NH1 Weather Insider with Joe Joyce: April 22, 2015

NH1 Chief Meteorologist- NH1.com

Skies cleared out nicely Tuesday night for perfect viewing of the Lyrid meteor shower along with the Crescent moon. Facing Northeast after 10 PM, away from city lights will be your best chance to see a few shooting stars. The peak of the Lyrid Meteor shower will happen Wednesday night, but clouds my prevent ideal conditions for viewing. Not to worry, meteor showers happen several times over the course of the year as the Earth encounters debris trails left behind from various Comet's. The debris falls into our atmosphere and burns up as it falls the surface giving the appearance of shooting stars. The Lyrid are brief, and elusive. In fact, not much more than a few meteors per hour will be able to be seen. They are not quite as spectacular as the Perseids which happen in August where up to 90 to 100 meteors sometimes can be seen on a moonless night. Still Tuesday night is the best window for viewing.

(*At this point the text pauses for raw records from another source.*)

Issue #3467, opened 2016-01-06
Search bar causes localization error on filter drill down for libraries


volfied:
STR: 
 1 - cmd+f to bring up search
 2 - type name of one of the libraries
 3 - Press enter to search in that library
 4 - nls throws saying translation can not be found for library ID.

PR #3612, opened 2016-01-26
Bug fix: search bar localization error

shaoshing:
Fix for issue #3467

### DIFF
--- a/src/js/jsx/search/SearchBar.jsx
+++ b/src/js/jsx/search/SearchBar.jsx
@@ -212,26 +212,27 @@ define(function (require, exports, module) {
         /**
          * Removes words from Datalist input that are contained in the ID
          *
-         * @param {string} id ID of selected item
+         * @param {Array.<string>} id ID of selected item
          */
         _updateDatalistInput: function (id) {
             if (id) {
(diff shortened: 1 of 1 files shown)


volfied:
This looks like it's curing the symptom rather than the cause. We have safeFilterNameMap to figure out what we can remove from the id. Can you explain why this change had to be done in the function, essentially quieting down the error, instead of fixing it in `search/libraries.js` where we're supplying the non-localizable strings?

shaoshing:
Hi @volfied, that's a great question. The essential cause is that the ID is a mix of localizable/non-localizable strings. For example, here are some possible values of the `id` param:

```js
[""] // not localizable
["RECENT_DOC"]
["ALL_LAYER", "ARTBOARD"]
["LIBRARY", "123456.ABCD.ABCD.ABCD.123456"] // ID is not localizable
```

The original way was to translate the text, then look for the name from `safeFilterNameMap`. If neither of them works, do nothing. This used to be working until we changed the behavior of `nls.localize` to raise an error if translation not found. So the easiest fix for me is to catch the translation error.

volfied:
Thanks for the explanation.

Issue #3613, opened 2016-01-26
Transform inputs blink when creating a new document


iwehrman:
After #3611, none of icons blink when creating a new document (:tada:). The inputs in the transform panel are still blinking though, presumably for a very different reason:
![img](https://s3.amazonaws.com/f.cl.ly/items/3V391B2M1x1h0G3g0e2M/Screen%20Recording%202016-01-26%20at%2010.37%20AM.gif?v=6225b72c)

iwehrman:
Fixed by #3616.

PR #3616, opened 2016-01-26
Prevent Size and Position components from blinking on mount

iwehrman:
The `Size` and `Position` components currently blink when first showing a document. This is entirely due to quirks in their `shouldComponentUpdate` methods. In particular, it seems like the components weren't rendering until their first state _change_ after mounting.

@volfied: I ended up removing a bunch of code that you wrote recently, so I'd like your feedback on this to make sure I didn't screw something up. I've removed some of your optimizations because I think they were partially responsible for the blinking.

Addresses #3613.

### DIFF
--- a/src/js/jsx/sections/transform/Position.jsx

Wednesday will get off to a nice sunny start. Clouds will be building and increasing for the midday ahead of another front which will likely trigger a few more scattered showers or even a thunderstorm during the mid-late afternoon, along with a brief downpour. Because cooler air is moving in aloft, there is more instability in the atmosphere and also a lower freezing level. If any storms form, there could be the potential for some small hail. Showers will linger into Wednesday evening, but pull away and end overnight.

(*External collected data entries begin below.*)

Issue #3619, opened 2016-01-27
Unrecoverable error initializing background documents for search


iwehrman:
```
Enqueuing action search.toggleSearchBar; 0/0
Executing action search.toggleSearchBar after waiting 0ms; 1/0
Enqueuing action documents.initializeDocuments; 1/0
Finished action search.toggleSearchBar in 30ms with RTT 30ms; 1/1
Executing action documents.initializeDocuments after waiting 19ms; 1/0
Enqueuing action shortcuts.addShortcut; 1/0
Transfer from documents.initializeDocuments to documents.updateDocument failed: TypeError: Cannot read property 'layers' of undefined
    at Fluxxor.createStore.setDocument (file:///Users/wehrman/Desktop/photoshop-Release_x86_64/Plug-Ins/Spaces/www/build/spaces-design-en.js:80628:36)
    at Fluxxor.createStore._documentUpdated (file:///Users/wehrman/Desktop/photoshop-Release_x86_64/Plug-Ins/Spaces/www/build/spaces-design-en.js:80667:19)
```

This also seems to send `Adobe Spaces Helper` into a divergence, which is extra bad.

iwehrman:
Fixed by #3620.

PR #3620, opened 2016-01-27
Do not attempt to dispatch layer-selection-changed events for uninitialized documents

iwehrman:
What it says! This was causing an unrecoverable error when opening the search dialog with an uninitialized document (i.e., one for which `document.layers === null`).

@shaoshing: can you let me know if this looks like the right fix?

Addresses #3619.


shaoshing:
This looks perfect! Thanks for fixing the bug.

Much cooler air will be arriving for Thursday to Friday with highs in the 40's and Lwr 50's with a breeze form the WNW. Again, with an upper level cool pool above our heads, sunshine will be limited, especially during the afternoons with the max heating of the day. Expect partly sunny to mostly cloudy skies pretty much every day leading into the weekend. Each day will have a risk of an isolated shower. Most of the time it will be dry, cool weather to enjoy. The Upper low will help to keep a trough in the Northeast through the end of April helping to keep the warmth away from now. It is also helping to keep us fairly dry in the mean time, keeping the storms and rain mostly riding south of New England for now.